* _Problem details_: Of all the entries below, retype only the lines from the one with "When in public ZOS mode verify" through the one with "--- a/src/store/messages/saga.ts", exactly as they appear.

====== Material shown

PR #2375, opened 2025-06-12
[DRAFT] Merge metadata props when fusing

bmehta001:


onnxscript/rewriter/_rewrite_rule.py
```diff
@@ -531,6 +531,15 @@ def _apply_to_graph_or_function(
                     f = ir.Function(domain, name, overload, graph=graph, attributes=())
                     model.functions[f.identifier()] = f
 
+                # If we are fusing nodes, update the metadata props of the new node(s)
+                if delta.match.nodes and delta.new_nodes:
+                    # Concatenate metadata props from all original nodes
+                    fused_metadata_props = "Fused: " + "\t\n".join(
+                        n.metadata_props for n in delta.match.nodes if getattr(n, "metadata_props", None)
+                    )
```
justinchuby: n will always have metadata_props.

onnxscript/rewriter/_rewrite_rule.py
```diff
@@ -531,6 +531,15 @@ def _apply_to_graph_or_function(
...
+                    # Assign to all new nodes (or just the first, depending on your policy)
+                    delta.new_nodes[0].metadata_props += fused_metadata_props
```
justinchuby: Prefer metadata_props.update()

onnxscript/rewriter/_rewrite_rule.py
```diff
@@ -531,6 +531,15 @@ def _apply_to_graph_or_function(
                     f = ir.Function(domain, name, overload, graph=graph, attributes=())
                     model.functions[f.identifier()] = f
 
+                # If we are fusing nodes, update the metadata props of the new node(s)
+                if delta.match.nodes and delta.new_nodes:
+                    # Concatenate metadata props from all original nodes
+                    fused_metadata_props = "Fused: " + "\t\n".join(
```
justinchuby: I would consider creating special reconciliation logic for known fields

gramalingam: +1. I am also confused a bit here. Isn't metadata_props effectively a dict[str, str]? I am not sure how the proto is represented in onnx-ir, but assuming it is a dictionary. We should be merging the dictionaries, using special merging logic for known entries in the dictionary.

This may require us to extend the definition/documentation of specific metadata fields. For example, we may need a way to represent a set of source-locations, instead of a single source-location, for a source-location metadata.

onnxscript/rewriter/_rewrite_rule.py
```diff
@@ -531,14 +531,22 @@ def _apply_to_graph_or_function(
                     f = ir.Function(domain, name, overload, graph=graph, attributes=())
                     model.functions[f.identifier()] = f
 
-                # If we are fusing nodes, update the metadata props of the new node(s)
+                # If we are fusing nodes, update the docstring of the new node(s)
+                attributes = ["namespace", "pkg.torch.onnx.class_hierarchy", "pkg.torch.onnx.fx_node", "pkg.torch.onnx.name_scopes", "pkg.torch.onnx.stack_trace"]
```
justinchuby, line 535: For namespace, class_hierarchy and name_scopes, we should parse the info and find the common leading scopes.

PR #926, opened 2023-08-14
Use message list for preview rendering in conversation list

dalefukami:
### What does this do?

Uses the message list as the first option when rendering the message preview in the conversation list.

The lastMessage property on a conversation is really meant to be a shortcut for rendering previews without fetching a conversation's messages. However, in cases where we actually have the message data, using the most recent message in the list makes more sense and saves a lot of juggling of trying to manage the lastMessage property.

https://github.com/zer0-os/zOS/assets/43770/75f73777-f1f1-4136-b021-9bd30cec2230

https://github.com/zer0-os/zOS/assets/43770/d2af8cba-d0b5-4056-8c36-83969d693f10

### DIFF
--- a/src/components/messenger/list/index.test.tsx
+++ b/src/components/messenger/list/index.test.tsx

============
====== Material shown

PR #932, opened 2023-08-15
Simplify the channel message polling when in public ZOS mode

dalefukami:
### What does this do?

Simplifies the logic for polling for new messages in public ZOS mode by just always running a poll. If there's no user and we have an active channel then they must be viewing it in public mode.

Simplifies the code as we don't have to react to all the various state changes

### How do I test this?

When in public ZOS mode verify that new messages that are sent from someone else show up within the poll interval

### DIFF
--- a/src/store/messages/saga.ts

============
====== Material shown

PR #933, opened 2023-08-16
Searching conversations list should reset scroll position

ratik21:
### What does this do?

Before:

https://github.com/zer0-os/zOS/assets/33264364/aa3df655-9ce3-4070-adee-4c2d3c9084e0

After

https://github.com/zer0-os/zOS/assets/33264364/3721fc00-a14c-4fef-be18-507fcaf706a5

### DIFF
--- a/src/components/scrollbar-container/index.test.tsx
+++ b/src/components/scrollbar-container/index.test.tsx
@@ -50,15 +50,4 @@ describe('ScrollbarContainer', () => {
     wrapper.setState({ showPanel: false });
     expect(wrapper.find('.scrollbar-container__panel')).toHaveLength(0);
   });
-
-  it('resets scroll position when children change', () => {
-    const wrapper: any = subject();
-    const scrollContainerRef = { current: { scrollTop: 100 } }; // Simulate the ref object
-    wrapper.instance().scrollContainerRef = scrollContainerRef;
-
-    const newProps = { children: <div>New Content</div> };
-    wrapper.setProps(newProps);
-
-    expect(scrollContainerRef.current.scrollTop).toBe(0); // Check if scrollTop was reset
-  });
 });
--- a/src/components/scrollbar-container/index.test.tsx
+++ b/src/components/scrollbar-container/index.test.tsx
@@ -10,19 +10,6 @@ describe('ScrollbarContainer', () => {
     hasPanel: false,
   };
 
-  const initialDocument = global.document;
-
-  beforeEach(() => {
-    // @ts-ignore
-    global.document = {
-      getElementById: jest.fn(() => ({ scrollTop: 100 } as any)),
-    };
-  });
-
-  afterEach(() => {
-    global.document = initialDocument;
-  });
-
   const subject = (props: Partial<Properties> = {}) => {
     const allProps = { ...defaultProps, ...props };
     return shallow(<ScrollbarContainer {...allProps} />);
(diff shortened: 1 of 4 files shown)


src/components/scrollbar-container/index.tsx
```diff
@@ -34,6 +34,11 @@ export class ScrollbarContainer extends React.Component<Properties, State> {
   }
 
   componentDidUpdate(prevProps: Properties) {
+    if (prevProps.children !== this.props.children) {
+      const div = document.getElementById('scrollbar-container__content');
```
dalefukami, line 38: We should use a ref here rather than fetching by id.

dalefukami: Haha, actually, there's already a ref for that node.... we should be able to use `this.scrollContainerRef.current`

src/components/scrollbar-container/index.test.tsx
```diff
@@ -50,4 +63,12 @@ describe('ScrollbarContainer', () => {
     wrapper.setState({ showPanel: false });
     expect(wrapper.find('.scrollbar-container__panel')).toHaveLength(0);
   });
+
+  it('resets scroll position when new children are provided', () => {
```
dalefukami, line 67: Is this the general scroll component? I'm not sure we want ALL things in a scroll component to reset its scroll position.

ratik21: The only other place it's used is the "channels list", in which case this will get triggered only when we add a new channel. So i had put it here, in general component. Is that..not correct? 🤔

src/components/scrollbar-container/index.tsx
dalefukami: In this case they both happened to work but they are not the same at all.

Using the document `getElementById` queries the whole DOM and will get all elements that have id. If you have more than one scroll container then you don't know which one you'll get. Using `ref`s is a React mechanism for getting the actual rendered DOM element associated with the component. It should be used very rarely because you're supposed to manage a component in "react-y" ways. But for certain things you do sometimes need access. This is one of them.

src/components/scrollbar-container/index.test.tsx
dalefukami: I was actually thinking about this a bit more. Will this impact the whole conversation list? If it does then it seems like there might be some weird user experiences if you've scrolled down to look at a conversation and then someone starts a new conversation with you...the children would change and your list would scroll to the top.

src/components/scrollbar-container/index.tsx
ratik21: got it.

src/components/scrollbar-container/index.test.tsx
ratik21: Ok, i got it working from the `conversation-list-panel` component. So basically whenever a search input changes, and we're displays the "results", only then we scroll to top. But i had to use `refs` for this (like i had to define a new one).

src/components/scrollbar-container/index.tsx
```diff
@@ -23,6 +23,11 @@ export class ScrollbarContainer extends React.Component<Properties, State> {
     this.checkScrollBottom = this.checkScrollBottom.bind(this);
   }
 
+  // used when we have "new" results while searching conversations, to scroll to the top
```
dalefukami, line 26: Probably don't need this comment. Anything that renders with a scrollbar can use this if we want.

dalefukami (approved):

============

* _Result_:
When in public ZOS mode verify that new messages that are sent from someone else show up within the poll interval

### DIFF
--- a/src/store/messages/saga.ts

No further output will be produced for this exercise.